PROBLEM REQUIREMENTS: The line containing "PR #1356, opened 2025-02-19" marks the end: restate word for word every line from the first line of the entries below through that one.

STORED DATA:
PR #1286, opened 2025-02-06
chore: enable promises linting

deboer-tim:
### What does this PR do?

Enable the remaining two linting rules for promises, even redoing some of the code I 'fixed' last week because there's a better change once you have more linting enabled.

### Screenshot / video of UI

N/A

### What issues does this PR fix or reference?

Fixes #1245.

### How to test this PR?

Code review; PR checks.

PR #1356, opened 2025-02-19
fix: refresh log timeout not triggering

### LINKED ISSUE #1303: Build log no longer refreshing / updating
### Bug description

On the page, build log is no longer updating even though we are writing to the file (can confirm in log file it's writing).

https://github.com/user-attachments/assets/b576ed9b-f072-41cd-b067-4b03a24da189

### Operating system

mac m1 / latest build

### Version

next (development version)

### Steps to reproduce

_No response_

### Relevant log output

```shell

```

### Additional context

cc @deboer-tim

deboer-tim:
### What does this PR do?

#1286 caused a regression where fetchFolderLogs is no longer called every 2s. Added () and a catch so that it's called correctly. Also, refreshInterval is a constant so shouldn't be part of the state.

Tempted to make the interval a parameter to reduce test time, but started by just adding a test that waits to confirm the timeout starts triggering with 3.5s.

### Screenshot / video of UI

N/A

Fixes #1303.

### How to test this PR?

Start a build, open logs, and confirm that the output keeps updating.

### DIFF
--- a/packages/frontend/src/lib/disk-image/DiskImageDetailsBuild.spec.ts
+++ b/packages/frontend/src/lib/disk-image/DiskImageDetailsBuild.spec.ts
@@ -16,7 +16,7 @@
  ***********************************************************************/
 
 import { render, screen, waitFor } from '@testing-library/svelte';
-import { vi, test, expect, beforeAll } from 'vitest';
+import { vi, test, expect, beforeAll, beforeEach } from 'vitest';
 import DiskImageDetailsBuild from './DiskImageDetailsBuild.svelte';
 import { bootcClient } from '/@/api/client';
 import type { Subscriber } from '/@shared/src/messages/MessageProxy';
@@ -50,6 +50,10 @@ beforeAll(() => {
   });
 });
 
+beforeEach(() => {
+  vi.clearAllMocks();
+});
+
 const mockLogs = `Build log line 1
 Build log line 2
 Build log line 3`;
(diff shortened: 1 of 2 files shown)


gastoner (approved):
LGTM tested on Windows

packages/frontend/src/lib/disk-image/DiskImageDetailsBuild.spec.ts
```diff
@@ -81,3 +85,21 @@ test('Handles empty logs correctly', async () => {
...
+
+  render(DiskImageDetailsBuild, { folder: '/empty/logs' });
+
+  // verify we start refreshing logs
+  await vi.waitFor(
+    () => {
+      expect(bootcClient.loadLogsFromFolder).toHaveBeenCalledTimes(2);
+    },
+    {
+      timeout: 3500,
```
benoitf, line 101:
```suggestion
      timeout: 3_500,
```

nit

packages/frontend/src/lib/disk-image/DiskImageDetailsBuild.svelte
```diff
@@ -18,7 +18,7 @@ let { folder }: Props = $props();
 let logsXtermDiv = $state<HTMLDivElement>();
 let noLogs = $state(true);
 let previousLogs = $state('');
-const refreshInterval = $state(2000);
+const refreshInterval = 2000;
```
benoitf, line 21:
```suggestion
const refreshInterval = 2_000;
```
nit

benoitf (approved):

EXERCISE RESULT:
PR #1286, opened 2025-02-06
chore: enable promises linting

deboer-tim:
### What does this PR do?

Enable the remaining two linting rules for promises, even redoing some of the code I 'fixed' last week because there's a better change once you have more linting enabled.

### Screenshot / video of UI

N/A

### What issues does this PR fix or reference?

Fixes #1245.

### How to test this PR?

Code review; PR checks.

PR #1356, opened 2025-02-19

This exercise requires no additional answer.